In nine months of negotiations, Leon and UNSMIL have produced five different draft agreements. The fourth was supposed to be the last, a “take it or leave it” moment after which those who were against a deal would get individual sanctions. But the House of Representatives in Tobruk rejected the draft as unbalanced and approved a list of 52 amendments for the 63 articles-long text.

The Tripoli side had been generally positive toward the fourth draft but hardliners within Libya Dawn have formed the “Steadfastness Front” with controversial military commander Salah Badi at its heart. Libya’s mufti Sadiq al-Gharyani, a hardliner and rabble-rouser since his appointment in February 2012, had also voiced his opposition to an agreement with the other side.

After managing to get everyone back into the same room last week, Leon said that there were just two or three issues to be sorted before an agreement could be sealed. While he did not elaborate on these points, given past dynamics of the negotiation rounds, the two major sticking points were likely to be the balance of power between the House of Representatives and the rump GNC along with the role of former renegade general Haftar. Additional stumbling blocks were the extension of the duration of the House of Representatives - whose mandate according to many in Tripoli would expire in October - and the repeal of the laws and the appointments that it has approved until now – again with the appointment of Haftar on top of the list.

In the face of this opposition, the United Nations mission in Libya went back to the drawing board and came up last week with the fifth draft. This new document had two elements that particularly incensed moderate decision-makers in Misrata. First, the powers of the “State Council” - a second chamber that would include mostly members of the current rump GNC - are greatly reduced. As requested by Tobruk, in the fifth draft, the State Council is mostly a consultative body, particularly in case of a non-confidence vote on the government or in major appointments. The second issue is the Libyan army. Libya Dawn - even the moderates in Misrata - do not want any language that legitimises the factions now headed by Haftar which call themselves the “Libya National Army” (LNA). While the fourth draft spoke of the army as something that had yet to be created, the new draft uses a more nuanced language that doesn’t rule out a predominant role for the current LNA in the future security architecture.

Ultimately, there are two pillars in the agreement: the institutional and the military. No faction can win on both. Even if based on grounds of legitimacy, an agreement that establishes the superiority of both the House of Representatives in Tobruk and the existing Libyan National Army, and therefore Haftar, is not going to fly with those who took arms against both, even with the moderates in Misrata.

At the moment, too many Libyan factions see an agreement more as a favour they would do to the international community than as something they owe to a devastated country. The handling of the “migration crisis” by Europeans has further reinforced this position. It’s not a mystery that Italy in particular “needs” a national unity government in Libya so that it can guarantee its stamp of approval to EUNAVFOR MED, the naval operation against migrant smugglers in the Mediterranean, and can also operate in Libyan waters.

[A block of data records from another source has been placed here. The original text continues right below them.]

PR #2478, opened 2025-11-16
[executor] A function to remove parameter expressions

yaelbh:
The executor does not accept parameter expressions. This PR provides a function that users can run before they instantiate a quantum program. The function will transform their circuit and parameter values such that parameter expressions are removed.

For the PR to be ready:
- [x] Build a table of parameter expressions, to avoid redundant creation of identical parameters.
- [x] Support multiple parameters in a gate.
- [x] Support dynamic circuits.
- [x] Check if boxes are supported, and fix if not.
- [x] Check if the case of one parameter in the entire circuit is supported, and fix if not.
- [x] Allow the user to control parameter names - I actually think this one is not needed, so I'm marking it as done although not done.
- [x] Save the time of parameter creation and binding when the parameter is of type `Parameter`.
- [x] Use `bind_all` instead of projecting and using `bind`.
- [x] Write tests.

### DIFF
--- a/qiskit_ibm_runtime/quantum_program/utils.py
+++ b/qiskit_ibm_runtime/quantum_program/utils.py
@@ -64,7 +64,11 @@ def _replace_parameter_expressions(
             new_op_params.append(new_param)
 
         new_op = type(instruction.operation)(*new_op_params)
-        new_data.append(CircuitInstruction(operation=new_op, qubits=instruction.qubits, clbits=instruction.clbits))
+        new_data.append(
+            CircuitInstruction(
+                operation=new_op, qubits=instruction.qubits, clbits=instruction.clbits
+            )
+        )
 
     new_circuit.data = new_data
     return new_circuit


qiskit_ibm_runtime/quantum_program/utils.py
```diff
@@ -0,0 +1,96 @@
...
+
+from __future__ import annotations
+
+import numpy as np
+
+from qiskit.circuit import Parameter, QuantumCircuit, ParameterExpression
+
+
+def _remove_parameter_expressions_in_blocks(
+    circ: QuantumCircuit,
```
SamFerracin:
```suggestion
    circuit: QuantumCircuit,
```

qiskit_ibm_runtime/quantum_program/utils.py
```diff
@@ -0,0 +1,96 @@
...
+        new_gate = instruction.operation.copy()
+        new_gate.params = new_op_params
+        new_data.append(instruction.replace(params=new_op_params, operation=new_gate))
+
+    new_circ.data = new_data
+    return new_circ
+
+
+def remove_parameter_expressions(
+    circ: QuantumCircuit, param_values: np.ndarray
```
SamFerracin:
```suggestion
    circuit: QuantumCircuit, param_values: np.ndarray
```

qiskit_ibm_runtime/quantum_program/utils.py
```diff
@@ -0,0 +1,96 @@
...
+) -> tuple[QuantumCircuit, np.ndarray]:
+    """Create an input to the quantum program that's
+    free from parameter expressions."""
```
SamFerracin:
```suggestion
    """A helper to replace a circuit's parameter expressions with parameters."""
```
This is a function on circuits, not on programs or program items. Also, more than removing stuff, we replace stuff, so consider using `replace_*` instead of `remove_*`

Additionally, I would expand a bit the docstring, to add a short explanation of what we do, how we recurse into conditionals, and how we transform the parameter values.

qiskit_ibm_runtime/quantum_program/utils.py
```diff
@@ -0,0 +1,96 @@
...
+    parameter_table: dict[str, Parameter] = {}
+    new_param_value_cols: list[np.ndarray] = []
+
+    new_circ = _remove_parameter_expressions_in_blocks(
```
SamFerracin: The "_in_blocks" part of `_remove_parameter_expressions_in_blocks` here is a bit confusing, because the circuit may not have any blocks. For readability, I would consider removing "_in_blocks" and calling it `_remove_parameter_expressions`

test/unit/quantum_program/test_utils.py
```diff
@@ -0,0 +1,189 @@
...
+        """
+        p1 = Parameter("p1")
+        p2 = Parameter("p2")
+        param_values = np.array(
+            [
+                [[1, 2], [3, 4], [5, 6], [7, 8]],
+                [[9, 10], [11, 12], [13, 14], [15, 16]],
+                [[17, 18], [19, 20], [21, 22], [23, 24]],
+            ]
+        )
```
SamFerracin, line 45:
```suggestion
        param_values = np.arange(1, 25).reshape((3, 4, 2))
```

Generally, the params will be floats. Therefore, I would actually favour something like this:
``` suggestion
        param_values = np.random.random((3, 4, 2))
```

test/unit/quantum_program/test_utils.py
```diff
@@ -0,0 +1,189 @@
...
+        self.assertEqual(new_circ.parameters[0], p1)
+
+        self.assertEqual(param_values.shape[:-1], new_values.shape[:-1])
+        param_values_flat = param_values.reshape(-1, param_values.shape[-1])
+        new_values_flat = new_values.reshape(-1, new_values.shape[-1])
+        for param_set_1, param_set_2 in zip(param_values_flat, new_values_flat):
+            self.assertTrue(
+                Operator.from_circuit(circ.assign_parameters(param_set_1)).equiv(
+                    Operator.from_circuit(new_circ.assign_parameters(param_set_2))
+                )
```
SamFerracin, line 66: nice

SamFerracin (commented):
Thanks, Yael!
I left a few comments. Additionally, I +1 Josh's comment that it would be nice to structure parameter handling exactly as in Samplomatic, which would make it easier to maintain

test/unit/quantum_program/test_utils.py
yaelbh: I find it more readable if the array is written explicitly. How about keeping the original array, and only adding `dtype=float`?

qiskit_ibm_runtime/quantum_program/utils.py
```diff
@@ -0,0 +1,119 @@
...
+
+
+def replace_parameter_expressions(
+    circuit: QuantumCircuit, parameter_values: np.ndarray
+) -> tuple[QuantumCircuit, np.ndarray]:
+    """
+    A helper to replace a circuit's parameter expressions with parameters.
+
+    The function tranverses the circuit and collects all the parameters and parameter expressions.
+    A new parameter is created for every parameter expression that is not a parameter.
```
SamFerracin, line 84: I think that you shouldn't worry about replacing _only_ the parameter expressions.

```suggestion
    The function tranverses the circuit and replaces all the parameters and parameter expressions with new parameters.
```

This would allow you to simplify massively this function (no need for `parameter_expressions_to_new_parameters_map`) and to make a more standard use of the parameter table where you simply:
1. Append every parameter/parameter expression you find to it
2. Call evaluate at the end

If there are some concerns that are missing, we should improve the parameter expression table directly, rather than writing more code in places where we use it (cc'in @joshuasn here, as he's the one who wrote the table in the first place)

qiskit_ibm_runtime/quantum_program/utils.py
```diff
@@ -0,0 +1,119 @@
...
+                    new_param = param_exp
+                else:
+                    new_param = Parameter(str(param_exp))
+                parameter_table.append(param_exp)
+                parameter_expressions_to_new_parameters_map[param_exp] = new_param
+            new_op_params.append(new_param)
+
+        new_gate = instruction.operation.copy()
+        new_gate.params = new_op_params
+        new_data.append(instruction.replace(params=new_op_params, operation=new_gate))
```
SamFerracin: I'm not sure what's the overhead of all these steps (copying, replacing, ...), so I would replace this block with something more standard like this (might not work, but will give you an idea):

```suggestion
        new_op = type(op := instruction.operation)(new_op_params)
        new_circuit.append(new_op, op.qubits, op.clbits)
```

qiskit_ibm_runtime/quantum_program/utils.py
yaelbh: I still need `parameter_expressions_to_new_parameters_map`, because the same parameter / parameter expression can appear several times in a circuit. So, if `a+b` appears 100 times, I want to create one parameter; later when I see `a+b` in my circuit I want to know with which parameter to replace it, and I do it by querying the map.

qiskit_ibm_runtime/quantum_program/utils.py
yaelbh: I prefer to copy, for this reason: doing something in the spirit of this suggestion requires that I'm aware of all the attributes of `CircuitInstruction` and `Operation` objects, such as `label`, and that I take care of setting them to their values in the original instruction/operation. Setting them is sometimes done by setting a constructor argument and sometimes by using a setter method, depending on the attribute. If, one day in the future, a new attribute is added to these classes, our code here will break.

Having said that, my solution, the one that copies, also feels somewhat fragile, however less fragile than the suggested alternative.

Moreover, regional dynamics favour a continuation of the war. If the news is confirmed that new, more potent, bombs were used by the LNA in Benghasi, one doesn’t need to look too far beyond the Middle East and North Africa to understand which countries provided them. As long as the factions can get weapons and ammunition to continue fighting, they will see few incentives in reaching peace.

In this complex and apparently hopeless situation, how can an agreement come about? One should not rule out that further international pressure on the delegations could lead to a limited agreement, whose disadvantages were described above.

Alternatively, war-weary factions may come up with their own proposal, following the same dynamics that have led to the local ceasefires in Tripolitania. This would come partially as a result of a shift in attitudes by regional powers, with Saudi Arabia at the heart of this shift away from zero-sum game politics. It may be just a coincidence, but Libya’s ambassador to Riyad has asked that a new round of negotiations be held in the kingdom. But why should Saudi Arabia, embroiled in the Yemen civil war to its south, bother about Libya? 

Mattia Toaldo is policy fellow in the Middle East and North Africa Programme at the European Council on Foreign Relations.

The views expressed in this article belong to the author and do not necessarily reflect the editorial policy of Middle East Eye.

Photo: Special Representative and Head of the United Nations Support Mission in Libya, Bernardino Leon, holds a press conference ahead of a new round of peace talks on the Libyan conflict on April 15, 2015, in the Morrocan city of Skhirat, 20 kilometres south of Rabat. (AFP)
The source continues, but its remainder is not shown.